Saloli is a large village located in Reni Tehsil of Alwar district, Rajasthan with total 550 families residing. The Saloli village has population of 2807 of which 1488 are males while 1319 are females as per Population Census 2011.

In Saloli village population of children with age 0-6 is 437 which make up 15.57% of total population of village. Average Sex Ratio of Saloli village is 886 which are lower than Rajasthan state average of 928. Child Sex Ratio for the Saloli as per census is 1005, higher than Rajasthan average of 888.

Saloli village has lower literacy rate compared to Rajasthan. In 2011, literacy rate of Saloli village was 64.51% compared to 66.11% of Rajasthan. In Saloli Male literacy stands at 79.06% while female literacy rate was 47.73%.
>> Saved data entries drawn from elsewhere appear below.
PR #196, opened 2026-04-22
Adds DISubrangeType (LLVM 21).

kquick:
This also updates pretty-printing to output negative values to be compatible with the LLVM tooling which expects to parse a signed 64-bit (instead of an unsigned 64-bit that will later be converted to signed).

### DIFF
--- a/src/Text/LLVM/AST.hs
+++ b/src/Text/LLVM/AST.hs
@@ -1946,19 +1946,19 @@ data DIBasicType' lab = DIBasicType
 
 type DIBasicType = DIBasicType' BlockLabel
 
-data DISubrangeType' lab = DISubrangeType -- Added in LLVM 22
+data DISubrangeType' lab = DISubrangeType -- Added in LLVM 21
   { disrtName       :: Maybe String
   , disrtFile       :: Maybe (ValMd' lab)
   , disrtLine       :: Word32
   , disrtScope      :: Maybe (ValMd' lab)
   , disrtBaseType   :: Maybe (ValMd' lab) -- ^ a type
-  , disrtSize       :: Maybe (ValMd' lab) -- ^ in bits. signed constant, DIVariable, or DIExpression
+  , disrtSize       :: Maybe (ValMd' lab) -- ^ in bits. signed constant, DIVariable, DIGlobalVariable, or DIExpression
   , disrtAlign      :: Word64 -- ^ in bits
   , disrtFlags      :: DIFlags
-  , disrtLowerBound :: Maybe (ValMd' lab) -- ^ signed constant, DIVariable, or DIExpression
-  , disrtUpperBound :: Maybe (ValMd' lab) -- ^ signed constant, DIVariable, or DIExpression
-  , disrtStride     :: Maybe (ValMd' lab) -- ^ signed constant, DIVariable, or DIExpression
-  , disrtBias       :: Maybe (ValMd' lab) -- ^ signed constant, DIVariable, or DIExpression
+  , disrtLowerBound :: Maybe (ValMd' lab) -- ^ signed constant, DIVariable, DIGlobalVariable, or DIExpression
+  , disrtUpperBound :: Maybe (ValMd' lab) -- ^ signed constant, DIVariable, DIGlobalVariable, or DIExpression
+  , disrtStride     :: Maybe (ValMd' lab) -- ^ signed constant, DIVariable, DIGlobalVariable, or DIExpression
+  , disrtBias       :: Maybe (ValMd' lab) -- ^ signed constant, DIVariable, DIGlobalVariable, or DIExpression
   } deriving (Data, Eq, Functor, Generic, Ord, Show)
 
 type DISubrangeType = DISubrangeType' BlockLabel
--- a/src/Text/LLVM/AST.hs
+++ b/src/Text/LLVM/AST.hs
@@ -179,6 +179,7 @@ module Text.LLVM.AST
   , DILocalVariable'(..), DILocalVariable
   , DISubprogram'(..), DISubprogram
   , DISubrange'(..), DISubrange
+  , DISubrangeType'(..), DISubrangeType
   , DISubroutineType'(..), DISubroutineType
   , DIArgList'(..), DIArgList
   , dwarf_DW_APPLE_ENUM_KIND_invalid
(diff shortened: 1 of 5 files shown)


src/Text/LLVM/AST.hs
```diff
@@ -1944,6 +1946,23 @@ data DIBasicType' lab = DIBasicType
 
 type DIBasicType = DIBasicType' BlockLabel
 
+data DISubrangeType' lab = DISubrangeType -- Added in LLVM 22
```
RyanGlScott: FWIW, https://github.com/llvm/llvm-project/commit/e298fc2da97120a30ee2f120ac184ab209fc1eb4 suggests that `DISubrangeType` was added in LLVM 21, not 22. (I didn't notice it when adding support for LLVM 21 since I was testing using C, not Ada, and the comments on that commit message suggest that this is primarily of use for Ada.)

src/Text/LLVM/AST.hs
```diff
@@ -1944,6 +1946,23 @@ data DIBasicType' lab = DIBasicType
...
+  { disrtName       :: Maybe String
+  , disrtFile       :: Maybe (ValMd' lab)
+  , disrtLine       :: Word32
+  , disrtScope      :: Maybe (ValMd' lab)
+  , disrtBaseType   :: Maybe (ValMd' lab) -- ^ a type
+  , disrtSize       :: Maybe (ValMd' lab) -- ^ in bits. signed constant, DIVariable, or DIExpression
```
RyanGlScott: I think this can also be a `DIGlobalVariable`, if I understand https://github.com/llvm/llvm-project/commit/3b90597c2ceaae86608214f6b62b43e55823102b correctly. (See also the comments on [this field](https://github.com/GaloisInc/llvm-pretty/blob/2982b117278d1563f068c2ebf0912a0e039a55df/src/Text/LLVM/AST.hs#L1934-L1937), which was also affect by the same LLVM commit.)

src/Text/LLVM/PP.hs
```diff
@@ -1503,6 +1506,26 @@ ppDIBasicType' pp bt = "!DIBasicType"
...
        )
 
+ppDISubrangeType' :: Fmt i -> Fmt (DISubrangeType' i)
+ppDISubrangeType' pp srt = "!DISubrangeType"
+  <> parens (mcommas
+       [     (("name:"     <+>) . doubleQuotes . text) <$> (disrtName srt)
+       ,     (("file:"     <+>) . ppValMd' pp) <$> (disrtFile srt)
+       , pure ("line:"     <+> integral (disrtLine srt))
+       ,     (("scope:"    <+>) . ppValMd' pp) <$> (disrtScope srt)
+       ,     (("size:"     <+>) . ppValMd' pp) <$> (disrtSize srt)
```
RyanGlScott, line 1516: For consistency, I think this should be printed using `ppSizeOrOffsetValMd'`. (See also [this](https://github.com/GaloisInc/llvm-pretty/blob/2982b117278d1563f068c2ebf0912a0e039a55df/src/Text/LLVM/PP.hs#L1489) similar code.)

src/Text/LLVM/PP.hs
```diff
@@ -1859,7 +1882,16 @@ ppInt64ValMd' canFallBack pp = go
...
+              ->
+                -- 64 bits is the largest Int, so no conversion needed.  However,
+                -- we intend to be compatible with LLVM's own tooling, and the
+                -- latter will parse these values as signed and will therefore
+                -- fail to parse a value with the high bit set.  Therefore this
+                -- must emit a signed value as well.
+                let v = fromInteger i :: Word64
+                in if testBit v 63
+                   then char '-' <> integer (toInteger $ complement v + 1)
+                   else integer i
```
RyanGlScott: I'm a bit uncomfortable with the fact that `llvm-pretty-bc-parser` is producing an `ValInteger` where the underlying `Integer` is in two's complement form, as this means that most downstream users of this metadata will need to perform the two's complement conversion (i.e., the `complement v + 1`) part themselves. Given that we know that we are parsing signed integers, I think it would be preferable to have `llvm-pretty-bc-parser` perform this conversion right after parsing it. That way, we can simply display the signed here with `integer`.

src/Text/LLVM/AST.hs
kquick: So it is.  I had based it on the fact that it followed the `llvmorg-21-init` tag, but hadn't seen that it was actually in llvm 21 tagged releases.  I verified that this is present in LLVM 21 but not LLVM 20 and changed the comments accordingly.

src/Text/LLVM/AST.hs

According to Census 2011 information the location code or village code of Saloli village is 073419. Saloli village is located in Rajgarh Tehsil of Alwar district in Rajasthan, India. It is situated 15 km away from sub-district headquarter Rajgarh and 48 km away from district headquarter Alwar. As per 2009 stats, Saloli village is also a gram panchayat.
The total geographical area of village is 453 hectares. Saloli has a total population of 2,807 peoples. Rajgarh is nearest town to Saloli which is approximately 15 km away.
As per constitution of India and Panchyati Raj Act, Saloli village is administrated by Sarpanch (Head of Village) who is elected representative of village.
Saloli Gram Panchayat has many government employees, private sector employees (Engineers, marketing managers, metro employees, professors and assistant professors), self-employment (shops, marketing and others) and agriculture based. Most of the employees are in the teaching sector, the multinational companies, police department (Delhi Police and Rajasthan Police . saloli village is situated in Delhi NCR

Transportation 
The nearest Railway Station is Rajgarh (15 km from Saloli), apart from it Bandikui Railway Station is also a nearby railway station to Saloli. However, Alwar Junction is major railway station 46 km near to Saloli.Connectivity of Saloli
Connectivity of Saloli: 
Public Bus Service
Available within 5 – 10 km distance

Private Bus Service
Available within 5 – 10 km distance

Railway Station
Available within 14 km distance
Villages In Saloli Panchayat:
1.	Buchpuri
2.	Kharkhari Rana
3.	Saloli
Other nearby villages to Saloli are :- 
Machari
Ishwana
Babeli
Makroda
Barh Makroda
Tahtara
Dera

Saloli Data:

Particulars	    Total	Male	Female
Total No. of Houses:535	        -	-
Population	    2,807	1,488	1,319
Child (0-6)	    437	        218	219
Schedule Caste	    710	        370	340
Schedule Tribe	    314	        159	155
Literacy	    64.51%	79.06%	47.73%
Total Workers	    1,258	731	527
Main Worker	    724	        0	0
Marginal Worker	    534	        164	370

History
Saloli was a Jagir of Kalyanot/Kalyanwat Rajputs (One of the 12 Royal Kacchawaha Chambers known as "barah kothri" of House of Amber) in the erstwhile Alwar State. Kalyanot is a sub clan of Rajawat clan of Kachawaha Suryavanshi lineage. The Jagir was granted to Thakur Saal Singh Kalyanot , one of the descendants of King Prithviraj of Amber. The name Saloli is derived form the name of its founder Thakur Saal Singh. Other brothers of Thakur Saal Singh were Thakur Baal Singh , who founded Babeli in erstwhile Alwar State and Thakur Bhaav Singh , who founded Bhaogarh near Sikrai (Dausa). Saloli , Babeli and Bhaogarh shares the same familial linage.

Present position 
The village consists of Rajputs, Meena, Jogis, Bhramins (Gaur), Nai castes people. Most of the people in Saloli had migrated to cities due to a scarcity of water in the Village and lack of employment.